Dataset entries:
= = = = =
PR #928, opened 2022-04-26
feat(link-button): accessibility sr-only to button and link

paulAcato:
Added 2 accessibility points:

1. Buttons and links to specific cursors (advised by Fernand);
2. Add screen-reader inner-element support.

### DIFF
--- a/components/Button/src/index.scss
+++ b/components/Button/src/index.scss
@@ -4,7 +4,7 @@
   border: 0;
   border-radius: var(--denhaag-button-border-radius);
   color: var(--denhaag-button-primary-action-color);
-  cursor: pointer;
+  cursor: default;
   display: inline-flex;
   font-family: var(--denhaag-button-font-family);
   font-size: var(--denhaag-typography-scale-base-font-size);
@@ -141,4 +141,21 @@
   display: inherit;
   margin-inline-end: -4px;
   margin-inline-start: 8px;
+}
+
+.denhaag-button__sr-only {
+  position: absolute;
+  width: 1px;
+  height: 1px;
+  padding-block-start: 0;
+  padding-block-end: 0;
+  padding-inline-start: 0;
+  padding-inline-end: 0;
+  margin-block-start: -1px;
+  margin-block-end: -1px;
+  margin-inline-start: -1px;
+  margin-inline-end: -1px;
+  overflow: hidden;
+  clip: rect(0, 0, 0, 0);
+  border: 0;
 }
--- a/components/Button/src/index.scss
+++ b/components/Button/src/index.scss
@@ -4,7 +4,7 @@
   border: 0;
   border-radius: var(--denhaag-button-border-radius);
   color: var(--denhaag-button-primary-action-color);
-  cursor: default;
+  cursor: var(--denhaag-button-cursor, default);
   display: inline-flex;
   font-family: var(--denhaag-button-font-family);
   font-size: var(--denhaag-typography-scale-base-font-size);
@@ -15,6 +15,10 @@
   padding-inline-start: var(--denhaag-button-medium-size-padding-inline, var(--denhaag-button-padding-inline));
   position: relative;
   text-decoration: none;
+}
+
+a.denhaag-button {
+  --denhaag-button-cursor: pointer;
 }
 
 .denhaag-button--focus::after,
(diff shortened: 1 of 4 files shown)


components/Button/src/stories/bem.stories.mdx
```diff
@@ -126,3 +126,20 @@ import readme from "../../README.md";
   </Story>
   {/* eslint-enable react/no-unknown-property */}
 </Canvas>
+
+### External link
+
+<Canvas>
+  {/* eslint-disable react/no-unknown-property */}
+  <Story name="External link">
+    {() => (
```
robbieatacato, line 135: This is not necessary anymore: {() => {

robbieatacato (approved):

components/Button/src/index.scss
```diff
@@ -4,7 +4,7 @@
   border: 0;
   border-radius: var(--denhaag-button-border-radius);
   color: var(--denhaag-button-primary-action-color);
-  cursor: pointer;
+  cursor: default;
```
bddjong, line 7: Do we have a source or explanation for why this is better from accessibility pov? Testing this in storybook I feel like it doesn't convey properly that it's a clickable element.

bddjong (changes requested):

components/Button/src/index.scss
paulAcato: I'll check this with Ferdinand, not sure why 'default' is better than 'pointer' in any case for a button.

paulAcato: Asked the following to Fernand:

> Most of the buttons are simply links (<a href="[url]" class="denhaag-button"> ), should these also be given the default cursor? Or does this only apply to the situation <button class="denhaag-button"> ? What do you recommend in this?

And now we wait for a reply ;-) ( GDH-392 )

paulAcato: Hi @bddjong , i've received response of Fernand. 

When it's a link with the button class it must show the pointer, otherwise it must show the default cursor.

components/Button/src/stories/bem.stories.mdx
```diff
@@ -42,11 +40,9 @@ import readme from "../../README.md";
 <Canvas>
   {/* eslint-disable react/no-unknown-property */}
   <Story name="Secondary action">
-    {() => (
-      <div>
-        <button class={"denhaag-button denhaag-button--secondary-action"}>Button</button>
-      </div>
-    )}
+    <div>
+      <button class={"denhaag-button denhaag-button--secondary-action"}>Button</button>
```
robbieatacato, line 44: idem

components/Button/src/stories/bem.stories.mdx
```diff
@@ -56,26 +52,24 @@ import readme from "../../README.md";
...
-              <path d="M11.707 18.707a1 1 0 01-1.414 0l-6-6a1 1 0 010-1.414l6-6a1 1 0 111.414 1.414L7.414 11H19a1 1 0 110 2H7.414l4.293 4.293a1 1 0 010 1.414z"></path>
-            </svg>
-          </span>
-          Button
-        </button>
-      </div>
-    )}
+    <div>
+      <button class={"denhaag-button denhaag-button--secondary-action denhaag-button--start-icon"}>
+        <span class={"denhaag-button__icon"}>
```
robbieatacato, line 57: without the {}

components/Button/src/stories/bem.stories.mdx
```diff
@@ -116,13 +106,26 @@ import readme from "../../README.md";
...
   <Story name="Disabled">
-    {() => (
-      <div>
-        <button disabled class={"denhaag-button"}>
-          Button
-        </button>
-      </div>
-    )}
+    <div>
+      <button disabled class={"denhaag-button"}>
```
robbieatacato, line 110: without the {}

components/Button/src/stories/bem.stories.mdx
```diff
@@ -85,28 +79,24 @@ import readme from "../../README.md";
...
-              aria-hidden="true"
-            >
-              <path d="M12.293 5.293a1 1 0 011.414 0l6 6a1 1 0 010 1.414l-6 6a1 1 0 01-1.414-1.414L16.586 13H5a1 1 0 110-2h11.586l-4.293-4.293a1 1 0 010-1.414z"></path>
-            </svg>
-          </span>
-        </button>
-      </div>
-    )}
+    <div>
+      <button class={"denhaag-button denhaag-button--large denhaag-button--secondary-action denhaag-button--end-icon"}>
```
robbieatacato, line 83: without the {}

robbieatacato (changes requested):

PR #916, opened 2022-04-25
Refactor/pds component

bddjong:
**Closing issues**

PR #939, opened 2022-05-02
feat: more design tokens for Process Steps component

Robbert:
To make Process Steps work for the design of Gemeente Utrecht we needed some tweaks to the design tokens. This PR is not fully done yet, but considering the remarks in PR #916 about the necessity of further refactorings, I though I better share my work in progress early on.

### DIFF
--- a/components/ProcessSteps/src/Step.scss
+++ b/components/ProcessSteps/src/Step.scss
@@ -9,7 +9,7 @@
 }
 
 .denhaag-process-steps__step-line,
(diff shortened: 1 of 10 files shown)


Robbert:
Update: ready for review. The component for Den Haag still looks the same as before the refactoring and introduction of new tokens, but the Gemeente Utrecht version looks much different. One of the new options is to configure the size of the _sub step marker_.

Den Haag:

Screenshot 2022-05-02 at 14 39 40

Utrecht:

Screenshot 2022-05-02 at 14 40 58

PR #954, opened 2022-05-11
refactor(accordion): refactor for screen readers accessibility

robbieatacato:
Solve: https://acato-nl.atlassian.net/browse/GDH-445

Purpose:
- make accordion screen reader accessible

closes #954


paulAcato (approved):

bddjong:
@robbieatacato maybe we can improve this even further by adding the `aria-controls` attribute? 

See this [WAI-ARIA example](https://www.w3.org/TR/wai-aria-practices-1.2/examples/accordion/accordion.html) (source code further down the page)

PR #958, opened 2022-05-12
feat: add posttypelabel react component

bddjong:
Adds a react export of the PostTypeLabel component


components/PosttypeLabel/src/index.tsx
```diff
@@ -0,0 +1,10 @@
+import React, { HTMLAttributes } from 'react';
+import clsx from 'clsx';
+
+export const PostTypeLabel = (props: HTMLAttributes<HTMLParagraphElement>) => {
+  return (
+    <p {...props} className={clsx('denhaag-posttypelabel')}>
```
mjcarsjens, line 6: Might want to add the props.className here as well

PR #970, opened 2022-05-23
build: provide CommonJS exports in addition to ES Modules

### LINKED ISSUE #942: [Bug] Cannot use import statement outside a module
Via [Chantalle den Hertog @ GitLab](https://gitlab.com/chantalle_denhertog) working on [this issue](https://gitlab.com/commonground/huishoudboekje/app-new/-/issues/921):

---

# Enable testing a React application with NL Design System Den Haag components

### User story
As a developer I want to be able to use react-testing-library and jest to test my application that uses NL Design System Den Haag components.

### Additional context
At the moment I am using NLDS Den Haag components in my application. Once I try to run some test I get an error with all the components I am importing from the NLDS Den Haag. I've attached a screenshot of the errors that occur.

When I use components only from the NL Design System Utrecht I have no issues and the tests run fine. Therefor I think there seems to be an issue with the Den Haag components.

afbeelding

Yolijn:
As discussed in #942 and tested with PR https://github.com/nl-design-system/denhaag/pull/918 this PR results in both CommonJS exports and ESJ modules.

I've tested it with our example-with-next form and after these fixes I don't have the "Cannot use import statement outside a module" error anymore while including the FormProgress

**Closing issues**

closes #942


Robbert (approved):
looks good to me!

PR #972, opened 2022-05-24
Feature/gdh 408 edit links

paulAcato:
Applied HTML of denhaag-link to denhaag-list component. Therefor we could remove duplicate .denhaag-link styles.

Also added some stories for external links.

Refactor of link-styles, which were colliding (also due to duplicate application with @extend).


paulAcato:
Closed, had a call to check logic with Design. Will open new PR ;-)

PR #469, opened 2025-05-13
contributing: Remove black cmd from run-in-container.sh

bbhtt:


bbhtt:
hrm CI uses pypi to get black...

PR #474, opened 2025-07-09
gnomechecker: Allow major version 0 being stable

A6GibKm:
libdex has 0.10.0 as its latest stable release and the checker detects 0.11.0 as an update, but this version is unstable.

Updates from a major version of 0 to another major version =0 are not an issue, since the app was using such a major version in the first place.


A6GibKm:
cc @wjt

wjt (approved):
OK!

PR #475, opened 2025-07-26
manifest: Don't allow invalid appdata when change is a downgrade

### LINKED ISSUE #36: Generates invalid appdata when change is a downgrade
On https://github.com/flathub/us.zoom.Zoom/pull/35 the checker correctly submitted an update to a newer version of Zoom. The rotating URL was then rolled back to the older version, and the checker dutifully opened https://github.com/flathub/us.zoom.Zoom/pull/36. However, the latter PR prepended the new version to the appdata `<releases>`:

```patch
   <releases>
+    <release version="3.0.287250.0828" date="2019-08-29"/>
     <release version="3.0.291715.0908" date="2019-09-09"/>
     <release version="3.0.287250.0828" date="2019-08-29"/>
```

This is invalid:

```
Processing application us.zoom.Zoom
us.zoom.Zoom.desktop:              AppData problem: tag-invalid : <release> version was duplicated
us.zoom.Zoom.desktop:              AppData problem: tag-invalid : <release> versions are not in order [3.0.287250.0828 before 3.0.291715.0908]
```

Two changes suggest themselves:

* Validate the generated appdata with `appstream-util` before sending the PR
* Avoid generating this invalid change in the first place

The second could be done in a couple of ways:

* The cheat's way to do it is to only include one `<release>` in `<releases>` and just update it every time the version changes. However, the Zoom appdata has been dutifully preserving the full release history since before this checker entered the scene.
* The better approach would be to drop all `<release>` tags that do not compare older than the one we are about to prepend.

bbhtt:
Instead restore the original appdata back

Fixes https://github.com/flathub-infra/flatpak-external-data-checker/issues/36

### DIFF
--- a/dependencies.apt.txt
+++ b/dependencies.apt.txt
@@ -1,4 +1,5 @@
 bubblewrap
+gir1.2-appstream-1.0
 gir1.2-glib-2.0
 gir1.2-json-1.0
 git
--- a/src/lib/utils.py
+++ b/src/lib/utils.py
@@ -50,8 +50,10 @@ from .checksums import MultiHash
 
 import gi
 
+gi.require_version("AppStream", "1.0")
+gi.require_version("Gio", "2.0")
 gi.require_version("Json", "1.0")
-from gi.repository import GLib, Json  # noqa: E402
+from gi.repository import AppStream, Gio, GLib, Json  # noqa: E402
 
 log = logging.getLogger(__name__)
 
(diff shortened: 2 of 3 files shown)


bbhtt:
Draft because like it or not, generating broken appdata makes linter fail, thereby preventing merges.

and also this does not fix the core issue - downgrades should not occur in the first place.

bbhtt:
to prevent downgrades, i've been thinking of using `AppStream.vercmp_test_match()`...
= = = = =
What is needed ->
Say how many lines of the records include the string "repository"; the number alone is enough.

Response to the task ->
2